> _Problem requirements_
These entries are to be set down again exactly.

(Information Opens)

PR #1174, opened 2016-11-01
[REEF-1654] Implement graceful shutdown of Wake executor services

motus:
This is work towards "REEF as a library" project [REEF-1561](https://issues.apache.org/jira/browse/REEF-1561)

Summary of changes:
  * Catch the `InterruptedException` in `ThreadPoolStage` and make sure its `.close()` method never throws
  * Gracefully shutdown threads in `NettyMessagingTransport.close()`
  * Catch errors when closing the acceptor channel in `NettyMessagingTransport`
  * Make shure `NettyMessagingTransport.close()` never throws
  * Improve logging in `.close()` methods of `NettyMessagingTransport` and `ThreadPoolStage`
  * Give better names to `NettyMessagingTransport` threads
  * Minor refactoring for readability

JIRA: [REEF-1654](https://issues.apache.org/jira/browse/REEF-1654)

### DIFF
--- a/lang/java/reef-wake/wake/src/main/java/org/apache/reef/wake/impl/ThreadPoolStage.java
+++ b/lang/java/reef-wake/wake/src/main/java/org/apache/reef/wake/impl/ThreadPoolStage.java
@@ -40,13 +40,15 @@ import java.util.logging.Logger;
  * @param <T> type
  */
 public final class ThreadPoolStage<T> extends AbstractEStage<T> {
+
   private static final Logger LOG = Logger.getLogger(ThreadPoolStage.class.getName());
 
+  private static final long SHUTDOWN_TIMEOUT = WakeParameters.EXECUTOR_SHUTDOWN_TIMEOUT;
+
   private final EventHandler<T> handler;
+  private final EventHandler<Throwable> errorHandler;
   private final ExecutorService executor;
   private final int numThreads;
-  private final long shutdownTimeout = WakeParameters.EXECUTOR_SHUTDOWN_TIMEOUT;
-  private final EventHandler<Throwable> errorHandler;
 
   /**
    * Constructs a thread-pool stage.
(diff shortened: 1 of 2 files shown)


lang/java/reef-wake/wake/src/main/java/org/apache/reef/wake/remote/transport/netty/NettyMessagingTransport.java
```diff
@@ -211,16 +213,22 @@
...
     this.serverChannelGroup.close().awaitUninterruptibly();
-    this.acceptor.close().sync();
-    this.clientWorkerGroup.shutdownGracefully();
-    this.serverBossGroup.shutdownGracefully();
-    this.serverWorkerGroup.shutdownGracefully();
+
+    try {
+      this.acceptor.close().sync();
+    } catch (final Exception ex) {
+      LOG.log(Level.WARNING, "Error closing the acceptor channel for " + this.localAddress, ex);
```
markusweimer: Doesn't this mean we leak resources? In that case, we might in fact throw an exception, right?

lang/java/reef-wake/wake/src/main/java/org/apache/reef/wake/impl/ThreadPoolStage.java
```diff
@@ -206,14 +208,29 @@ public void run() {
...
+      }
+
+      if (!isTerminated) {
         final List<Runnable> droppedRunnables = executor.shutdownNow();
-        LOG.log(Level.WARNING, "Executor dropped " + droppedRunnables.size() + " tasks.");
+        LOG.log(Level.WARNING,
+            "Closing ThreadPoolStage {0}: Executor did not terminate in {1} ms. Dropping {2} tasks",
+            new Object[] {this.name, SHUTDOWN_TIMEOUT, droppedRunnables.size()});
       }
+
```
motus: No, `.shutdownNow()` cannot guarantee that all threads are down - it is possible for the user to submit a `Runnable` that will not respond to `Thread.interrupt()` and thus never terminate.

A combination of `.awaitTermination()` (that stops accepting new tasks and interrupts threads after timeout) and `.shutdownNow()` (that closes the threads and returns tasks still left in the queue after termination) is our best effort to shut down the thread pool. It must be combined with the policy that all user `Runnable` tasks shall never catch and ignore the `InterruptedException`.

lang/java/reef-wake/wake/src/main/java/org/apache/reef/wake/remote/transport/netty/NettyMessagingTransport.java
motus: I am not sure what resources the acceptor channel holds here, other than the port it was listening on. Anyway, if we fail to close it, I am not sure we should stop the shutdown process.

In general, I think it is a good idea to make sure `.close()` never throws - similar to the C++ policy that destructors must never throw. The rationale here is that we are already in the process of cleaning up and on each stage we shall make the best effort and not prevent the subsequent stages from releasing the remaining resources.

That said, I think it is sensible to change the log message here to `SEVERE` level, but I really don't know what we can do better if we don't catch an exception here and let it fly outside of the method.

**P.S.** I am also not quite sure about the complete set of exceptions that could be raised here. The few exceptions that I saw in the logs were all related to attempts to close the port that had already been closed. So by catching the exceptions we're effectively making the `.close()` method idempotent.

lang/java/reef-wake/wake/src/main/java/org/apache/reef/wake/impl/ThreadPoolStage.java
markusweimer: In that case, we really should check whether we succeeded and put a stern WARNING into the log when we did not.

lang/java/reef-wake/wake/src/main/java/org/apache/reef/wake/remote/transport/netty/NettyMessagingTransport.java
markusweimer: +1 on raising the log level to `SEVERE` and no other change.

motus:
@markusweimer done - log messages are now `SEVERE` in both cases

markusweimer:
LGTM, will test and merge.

(Information Closes)

> _Answer section_
PR #1174, opened 2016-11-01
[REEF-1654] Implement graceful shutdown of Wake executor services

motus:
This is work towards "REEF as a library" project [REEF-1561](https://issues.apache.org/jira/browse/REEF-1561)

Summary of changes:
  * Catch the `InterruptedException` in `ThreadPoolStage` and make sure its `.close()` method never throws
  * Gracefully shutdown threads in `NettyMessagingTransport.close()`
  * Catch errors when closing the acceptor channel in `NettyMessagingTransport`
  * Make shure `NettyMessagingTransport.close()` never throws
  * Improve logging in `.close()` methods of `NettyMessagingTransport` and `ThreadPoolStage`
  * Give better names to `NettyMessagingTransport` threads
  * Minor refactoring for readability

JIRA: [REEF-1654](https://issues.apache.org/jira/browse/REEF-1654)

### DIFF
--- a/lang/java/reef-wake/wake/src/main/java/org/apache/reef/wake/impl/ThreadPoolStage.java
+++ b/lang/java/reef-wake/wake/src/main/java/org/apache/reef/wake/impl/ThreadPoolStage.java
@@ -40,13 +40,15 @@ import java.util.logging.Logger;
  * @param <T> type
  */
 public final class ThreadPoolStage<T> extends AbstractEStage<T> {
+
   private static final Logger LOG = Logger.getLogger(ThreadPoolStage.class.getName());
 
+  private static final long SHUTDOWN_TIMEOUT = WakeParameters.EXECUTOR_SHUTDOWN_TIMEOUT;
+
   private final EventHandler<T> handler;
+  private final EventHandler<Throwable> errorHandler;
   private final ExecutorService executor;
   private final int numThreads;
-  private final long shutdownTimeout = WakeParameters.EXECUTOR_SHUTDOWN_TIMEOUT;
-  private final EventHandler<Throwable> errorHandler;
 
   /**
    * Constructs a thread-pool stage.
(diff shortened: 1 of 2 files shown)


lang/java/reef-wake/wake/src/main/java/org/apache/reef/wake/remote/transport/netty/NettyMessagingTransport.java
```diff
@@ -211,16 +213,22 @@
...
     this.serverChannelGroup.close().awaitUninterruptibly();
-    this.acceptor.close().sync();
-    this.clientWorkerGroup.shutdownGracefully();
-    this.serverBossGroup.shutdownGracefully();
-    this.serverWorkerGroup.shutdownGracefully();
+
+    try {
+      this.acceptor.close().sync();
+    } catch (final Exception ex) {
+      LOG.log(Level.WARNING, "Error closing the acceptor channel for " + this.localAddress, ex);
```
markusweimer: Doesn't this mean we leak resources? In that case, we might in fact throw an exception, right?

lang/java/reef-wake/wake/src/main/java/org/apache/reef/wake/impl/ThreadPoolStage.java
```diff
@@ -206,14 +208,29 @@ public void run() {
...
+      }
+
+      if (!isTerminated) {
         final List<Runnable> droppedRunnables = executor.shutdownNow();
-        LOG.log(Level.WARNING, "Executor dropped " + droppedRunnables.size() + " tasks.");
+        LOG.log(Level.WARNING,
+            "Closing ThreadPoolStage {0}: Executor did not terminate in {1} ms. Dropping {2} tasks",
+            new Object[] {this.name, SHUTDOWN_TIMEOUT, droppedRunnables.size()});
       }
+
```
motus: No, `.shutdownNow()` cannot guarantee that all threads are down - it is possible for the user to submit a `Runnable` that will not respond to `Thread.interrupt()` and thus never terminate.

A combination of `.awaitTermination()` (that stops accepting new tasks and interrupts threads after timeout) and `.shutdownNow()` (that closes the threads and returns tasks still left in the queue after termination) is our best effort to shut down the thread pool. It must be combined with the policy that all user `Runnable` tasks shall never catch and ignore the `InterruptedException`.

lang/java/reef-wake/wake/src/main/java/org/apache/reef/wake/remote/transport/netty/NettyMessagingTransport.java
motus: I am not sure what resources the acceptor channel holds here, other than the port it was listening on. Anyway, if we fail to close it, I am not sure we should stop the shutdown process.

In general, I think it is a good idea to make sure `.close()` never throws - similar to the C++ policy that destructors must never throw. The rationale here is that we are already in the process of cleaning up and on each stage we shall make the best effort and not prevent the subsequent stages from releasing the remaining resources.

That said, I think it is sensible to change the log message here to `SEVERE` level, but I really don't know what we can do better if we don't catch an exception here and let it fly outside of the method.

**P.S.** I am also not quite sure about the complete set of exceptions that could be raised here. The few exceptions that I saw in the logs were all related to attempts to close the port that had already been closed. So by catching the exceptions we're effectively making the `.close()` method idempotent.

lang/java/reef-wake/wake/src/main/java/org/apache/reef/wake/impl/ThreadPoolStage.java
markusweimer: In that case, we really should check whether we succeeded and put a stern WARNING into the log when we did not.

lang/java/reef-wake/wake/src/main/java/org/apache/reef/wake/remote/transport/netty/NettyMessagingTransport.java
markusweimer: +1 on raising the log level to `SEVERE` and no other change.

motus:
@markusweimer done - log messages are now `SEVERE` in both cases

markusweimer:
LGTM, will test and merge.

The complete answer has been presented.